EXERCISE AIM | What number of lines in the entries hold the string "opened"? Answer with it alone.
══ MATERIAL TO PROCESS ══
PR #8707, opened 2022-12-21
Fix spawn-animals and spawn-monsters settings

Machine-Maker:
There are a few things this fixes. Craftbukkit attempted to move the logic regarding the `spawn-monsters`, `spawn-npcs` and `spawn-animals` server.properties settings to the logic for calling the entity spawn events. This broke quite a bit with regards to vanilla behavior.

1. The `spawn-monsters` setting should only affect natural spawns, not any other method of spawning (summon command, spawn eggs).
2. The `spawn-animals` setting should only affect instances of `nms.Animal` and `nms.WaterAnimal`, not `nms.AbstractGolem`.
3. Fixes an issue with entity loading due to chunk loading not respecting the per-world nature of `spawn-animals`

### DIFF
--- a/patches/server/1053-Fix-spawn-animals-and-spawn-monsters-settings.patch
+++ b/patches/server/1053-Fix-spawn-animals-and-spawn-monsters-settings.patch
@@ -1,0 +1,73 @@
+From 0000000000000000000000000000000000000000 Mon Sep 17 00:00:00 2001
+From: Jake Potrebic <jake.m.potrebic@gmail.com>
+Date: Wed, 21 Dec 2022 10:38:41 -0800
+Subject: [PATCH] Fix spawn-animals and spawn-monsters settings
+
+
+diff --git a/src/main/java/net/minecraft/server/level/ChunkMap.java b/src/main/java/net/minecraft/server/level/ChunkMap.java
+index d9cd497bc1b654030ff1a597f038b6a881df9f6b..b8ad61d7a0fb4bda02a561b284fcbf19ee3b0e0c 100644
+--- a/src/main/java/net/minecraft/server/level/ChunkMap.java
++++ b/src/main/java/net/minecraft/server/level/ChunkMap.java
+@@ -649,18 +649,12 @@ public class ChunkMap extends ChunkStorage implements ChunkHolder.PlayerProvider
+         if (!nbt.isEmpty()) {
+             // CraftBukkit start - these are spawned serialized (DefinedStructure) and we don't call an add event below at the moment due to ordering complexities
+             world.addWorldGenChunkEntities(EntityType.loadEntitiesRecursive(nbt, world).filter((entity) -> {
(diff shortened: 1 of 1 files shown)


Owen1212055 (approved):

Machine-Maker:
Rebased for 1.19.4

patches/server/0969-Fix-spawn-animals-and-spawn-monsters-settings.patch
```diff
@@ -0,0 +1,73 @@
...
+index 5a5ff40df37db9cbd53c584ed26a3ce4888b29c0..c1811c3ab960f8587a3630b96bbad4523c436042 100644
+--- a/src/main/java/net/minecraft/server/level/ServerLevel.java
++++ b/src/main/java/net/minecraft/server/level/ServerLevel.java
+@@ -784,6 +784,11 @@ public class ServerLevel extends Level implements WorldGenLevel {
+     private boolean shouldDiscardEntity(Entity entity) {
+         return !this.server.isSpawningAnimals() && (entity instanceof Animal || entity instanceof WaterAnimal) ? true : !this.server.areNpcsEnabled() && entity instanceof Npc;
+     }
++    // Paper start - per world version of above method
++    public boolean shouldDiscardEntityInWorld(Entity entity) {
++        return !this.getChunkSource().spawnFriendlies && (entity instanceof Animal || entity instanceof WaterAnimal) ? true : !this.server.areNpcsEnabled() && entity instanceof Npc; // TODO per-world npc
```
Warriorrrr: This seems like it could also be done like this, but good either way.

```suggestion
+        return (!this.getChunkSource().spawnFriendlies && (entity instanceof Animal || entity instanceof WaterAnimal)) || (!this.server.areNpcsEnabled() && entity instanceof Npc); // TODO per-world npc
```

Warriorrrr (approved):

patches/server/0969-Fix-spawn-animals-and-spawn-monsters-settings.patch
Machine-Maker: I did it that way to copy more exactly what was done above since its copied directly from there. I think, for that reason, its fine to leave as is

Machine-Maker:
https://bugs.mojang.com/browse/MC-379 There is a super old confirmed report saying the `spawn-animals` and `spawn-npcs` should function the same way as `spawn-monsters` in only preventing the natural generation of monsters, not spawn eggs, commands, etc.

This would be a relatively large behavioral change that is > 10 years old where spawn eggs for monsters on servers `spawn-monsters: false` would suddenly start working.

Machine-Maker:
1.21.2 has removed `spawn-animals` and `spawn-npcs`, so this is blocked until that is merged. This pr will likely condense down into only fixing the `spawn-monsters` inconsistencies with vanilla.

PR #8710, opened 2022-12-22
Fix OfflinePlayer getPlayerProfile return type

Machine-Maker:
---
Download the paperclip jar for this pull request: [paper-8710.zip](https://nightly.link/PaperMC/Paper/actions/artifacts/485802101.zip)


electronicboy (approved):

LOOHP:
Does this cause `getPlayerProfile()`compiled with Spigot to fail when calling this method with a `NoSuchMethodError`?

Machine-Maker:
No it shouldn’t. That was addressed in the Commodore.java file which rewrites plugins when they are loaded.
═══
RESPONSE BELOW | 2